The question that I have are:

  1. How can I see how much each dashboard is going to cost? (e.g. for each dashboard I would like to see how much byte is being processed/billed)
  2. Is there a way to find out which jobs were created in BigQuery by 3rd party apps (like Looker Studio)? (My thinking is If I can know this information then I could see what query was executed and how frequently for each dashboard)
  3. How does Looker Studio fetch data from Big Query? How does that flow work? (Here I am most interested in this flow, and how this works under the hood)
    1. Does it fetch all data at once and cache somewhere it or does it fetch data on every change (control field)?
    2. If Looker Studio fetches all data at once, how does it work with custom parameters in a custom query? Is Looker copying the table, and then looker studio runs a query against the copied table, or is it some other way?

I would really appreciate answers or leads where I could learn this. 

Thank you for your help

Solved Solved
1 2 7,652
1 ACCEPTED SOLUTION

Hi @josipsha,

Welcome back to Google Cloud Community.

Here are a few responses to your queries:

  1. How can I see how much each dashboard is going to cost? (e.g. for each dashboard I would like to see how much byte is being processed/billed)

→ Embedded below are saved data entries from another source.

PR #340, opened 2020-02-17
Adding tests for KeplerLib

JoshPaterson:
Sorry I wasn't able to respond earlier to your acceptance of #253, I'm very excited about it!

Since the last time I posted an update about `keplerlib.py` I've compared the results produced by the original FORTRAN function `prop2b` in the Spice library with `keplerlib.propagate` for a wide range of orbit types and times, and in the worst case scenario they differ in the 11th or 12th significant digit, so I feel pretty confident that `keplerlib.propagate()` is working properly.

One thing I want to mention is that I still don't think the `KeplerOrbit` object matches the data produced by Horizons, and I still don't think we should expect it to. To help explain why I'll give numbers to the steps the `KeplerOrbit` object uses to produce results so I can refer to them later:

1. Take a set of orbital elements and convert them into state vectors. This happens in `keplerlib.ele_to_vec()`, which is identical to the function `test_elementslib.ele_to_vec()` (it should probably live in one place and be imported to the other). It was originally written to help verify that `elementslib.py` was working properly.
2. Propagate the state vectors from step 1 to any other time. This happens in `keplerlib.propagate()`

The way `test_keplerlib.test_against_horizons` is currently written it's testing step one, but not step two. The set of orbital elements and state vectors from `horizons/ceres-orbital-elements` and `horizons/ceres-position` match each other exactly by definition because the elements are osculating elements. Because the time used to initialize the `KeplerOrbit` object is the same time given to the `KeplerOrbit._at()` method, the change in time is 0, so no propagation is happening; `keplerlib.propagate()` outputs the same vectors that it's given. In order to actually test step 2, the time given to the `KeplerOrbit._at()` method should be different from the one used to initialize the `KeplerOrbit` object. If you do this I think you'll find that the farther in time you propagate the orbit away from the time used for initialization, the greater it will differ from Horizons, due to Horizons not using 2 body propagation. I think the solution is to just rename the test to better describe what it does.

Currently the elements that are checked in the tests that make a round trip from elements to vectors and back are the ones that remain constant for Keplerian Orbits. These tests pass and they show that the propagated positions are on the correct orbit. What they don't show is that the positions are in the right place on the orbit. This PR adds a check of the mean anomaly which should verify that the propagated positions are in the right place in the orbits. The new check doesn't currently pass, but I think it ought to, and I'm working on figuring out why it doesn't.

### DIFF
--- a/skyfield/tests/test_keplerlib.py
+++ b/skyfield/tests/test_keplerlib.py
@@ -7,6 +7,8 @@ from skyfield.api import load
 import os
 
 seterr(all='raise')
+#I encountered an underflow in keplerlib.stumpff where c3 is calculated using power series. I think it should be ignored.
+seterr(under='ignore') 
 
 # Test against HORIZONS.
 
--- a/skyfield/tests/test_keplerlib.py
+++ b/skyfield/tests/test_keplerlib.py
@@ -54,6 +54,10 @@ def test_ele_to_vec():
 def _data_path(filename):
     return os.path.join(os.path.dirname(__file__), 'data', filename)
 
+times = linspace(-1e11, 1e11, 1001) # -3170 years to +3170 years, including 0 (in seconds)
+mu = 403503.2355022598
+dummy_time = load.timescale().utc(2018)
+
 def check_orbit(p, e, i, Om, w, v,
                 p_eps=None, e_eps=None, i_eps=None, Om_eps=None, w_eps=None, v_eps=None):
     pos0, vel0 = ele_to_vec(p, e, i, Om, w, v, mu)
--- a/skyfield/tests/test_keplerlib.py
+++ b/skyfield/tests/test_keplerlib.py
@@ -12,7 +12,7 @@ seterr(under='ignore')
 
 # Test against HORIZONS.
 
-def test_against_horizons():
+def test_ele_to_vec():
     # See the following files in the Skyfield repository:
     #
     # horizons/ceres-orbital-elements
--- a/skyfield/tests/test_keplerlib.py
+++ b/skyfield/tests/test_keplerlib.py
@@ -1,6 +1,6 @@
-from numpy import pi, seterr, linspace
+from numpy import pi, seterr, linspace, float_
 from skyfield.keplerlib import KeplerOrbit, propagate
-from skyfield.elementslib import OsculatingElements
+from skyfield.elementslib import OsculatingElements, mean_anomaly, eccentric_anomaly
 from skyfield.units import Angle, Distance, Velocity
 from skyfield.tests.test_elementslib import compare, ele_to_vec
 from skyfield.api import load
@@ -59,7 +59,7 @@ mu = 403503.2355022598
 dummy_time = load.timescale().utc(2018)
 
 def check_orbit(p, e, i, Om, w, v,
-                p_eps=None, e_eps=None, i_eps=None, Om_eps=None, w_eps=None, v_eps=None):
+                p_eps=None, e_eps=None, i_eps=None, Om_eps=None, w_eps=None, M_eps=None):
     pos0, vel0 = ele_to_vec(p, e, i, Om, w, v, mu)
 
     pos1, vel1 = propagate(pos0, vel0, 0, times, mu)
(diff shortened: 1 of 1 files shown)


JoshPaterson:
When I adjusted the tolerance for the mean anomaly tests, I found that the elliptical and parabolic orbits passed, but the circular and hyperbolic orbits didn't. I think this means that the problem is probably in `elementslib.py`, so I've removed those failing tests for now until I can figure out exactly what the problem is. I think for now they shouldn't be a reason for `test_keplerlib.py` to fail.

brandon-rhodes:
> Sorry I wasn't able to respond earlier to your acceptance of #253, I'm very excited about it!

It had waited for a while, so I was not expecting an immediate response. :)  I'm glad you've seen the notice, though!

> Since the last time I posted an update about `keplerlib.py` I've compared the results produced by the original FORTRAN function `prop2b` in the Spice library with `keplerlib.propagate` for a wide range of orbit types and times, and in the worst case scenario they differ in the 11th or 12th significant digit, so I feel pretty confident that `keplerlib.propagate()` is working properly.

Nice! So not all the way to the 15th or 16th digit, but pretty close agreement anyway. What is the physical meaning of the 12th digit — are we talking about fractions of a meter difference?

> … The way `test_keplerlib.test_against_horizons` is currently written it's testing step one, but not step two.

I hadn't seen any tests yet that asked "is step 1 performed correctly", so I thought it worth adding one. I always like having tests of individual steps, when I can, because it helps isolate problems later ("did I just break step 1, step 2, or both?" after changing something).

> The set of orbital elements and state vectors from `horizons/ceres-orbital-elements` and `horizons/ceres-position` match each other exactly by definition because the elements are osculating elements.

But quite a bit of code is still thereby being tested. I'm not unhappy with the test :) No objection to renaming it, though.
 
> The new check doesn't currently pass, but I think it ought to, and I'm working on figuring out why it doesn't.

Thanks for jumping back in to keep the code moving forward!

brandon-rhodes:
> When I adjusted the tolerance for the mean anomaly tests, I found that the elliptical and parabolic orbits passed, but the circular and hyperbolic orbits didn't. I think this means that the problem is probably in `elementslib.py`, so I've removed those failing tests for now until I can figure out exactly what the problem is. I think for now they shouldn't be a reason for `test_keplerlib.py` to fail.

Are circular orbits stable? I thought it was impossible to specify a circular orbit with Keplerian parameters because there's no periapsis to measure the mean anomaly against.

barrycarter:
Circular or even near-circular orbits are problematic. See https://astronomy.stackexchange.com/questions/28691/why-is-neptune-true-anomaly-decreasing/28704#28704 for details.

JoshPaterson:
> What is the physical meaning of the 12th digit — are we talking about fractions of a meter difference?

The orbits I was using for testing were all of a moon-like orbit, but with different eccentricities. The worst case scenario was a parabolic orbit being propagated 3000 years, in which case the 11th digit is 10s of meters out of about 9 au. Elliptical orbits were in general an order of magnitude better than parabolic orbits, and the difference was also proportional to time, so for an elliptical orbit propagated 30 years the difference was around a tenth of a millimeter.

> Are circular orbits stable? I thought it was impossible to specify a circular orbit with Keplerian parameters because there's no periapsis to measure the mean anomaly against.

That's a great point! I shouldn't be expecting mean anomaly to be useful for circular orbits. I'll still look into the hyperbolic case, but at this point I have no reason to think `keplerlib.py` isn't working correctly.

brandon-rhodes:
> I'll still look into the hyperbolic case, but at this point I have no reason to think keplerlib.py isn't working correctly.

Let me know when you're done looking, and I can start a review (or you can just click "request review" now in GitHub, I think?).

brandon-rhodes:
@JoshPaterson —

Do you happen to have handy any of the tests you did between the output of the new `propagate()` routine and the one in Spice that it's based on? Trying to propagate Hale-Bopp as a test case, I'm seeing what looks kind of like an orbit but has discontinuous leaps that create gaps during which different positions are given:

image

I produced that with:

```
import numpy as np
from skyfield.constants import AU_KM
from skyfield.keplerlib import KeplerOrbit, propagate
r = np.array([ 2.65881889e+08,  2.45099677e+08, -4.05820610e+09])
v = np.array([ 0.81512382, -0.98497339, -7.65759902])
t0 = 0
t1 = -22291134
gm = 132712440018.9
pos, vel = propagate(r, v, t0, t1, gm)
print(pos / AU_KM)

t1_array = np.linspace(-369359937*2, 0, 200)
x = []
y = []
for t1 in t1_array:
    print(t1)
    pos, vel = propagate(r, v, t0, t1, gm)
    x.append(pos[0])
    y.append(pos[1])

plt.plot(x, y)
plt.grid(True)
plt.savefig("test.png")
```

Do you have any guess about where in the routine the discontinuities are appearing? Also, let me know if it looks like I'm calling it correctly. (Here, I'm just trying for single values. After I figure out how to make something that looks like an orbit by calling it with scalars, I'll get more brave and try passing it a vector.)

Thanks for any advice you might have!

JoshPaterson:
I swapped in the fortran version of `propagate()` and this is the plot I got:

test_fortran

Is that what you expected? Either way that's definitely an issue with `keplerlib.propagate()`. I'll take a look in the debugger to see where they differ.

brandon-rhodes:
> I swapped in the fortran version of propagate()…

Great idea! Yes, I expected more of a smooth curve like that (though I'd kind of expected it to be shorter, more the shape of the little arc up at the top of my plot). Thanks for taking a look, and I look forward to hearing what you find!

JoshPaterson:
I realized I mistakenly had `dt = t1 - t0`, but when I corrected that to `dt = t1 - t0` the FORTRAN version actually looks like this:

test_both

brandon-rhodes:
Ah, good, that is more similar to what I had expected! If you'll switch the order in which you graph them, and let the Python curve be painted on top of the FORTRAN one, it will be a little bit clearer where the Python curve agrees with it (since right now at the places of agreement the Python one is hidden). Or I guess you could adjust the FORTRAN curve's opacity?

    - The Query History page in BigQuery allows you to view the amount of data processed and charged for each query. All of the queries that were executed on your project, including those that were started by other programs like Looker Studio, are listed on the Query History page. To see the cost connected with each inquiry, you can filter the results by user, date range, and other criteria.

    - Go to the BigQuery console, choose your project, and then click the "Query History" tab to visit the Query History page. There, you may view information about each query, such as the bytes processed, the length of the query, and cost.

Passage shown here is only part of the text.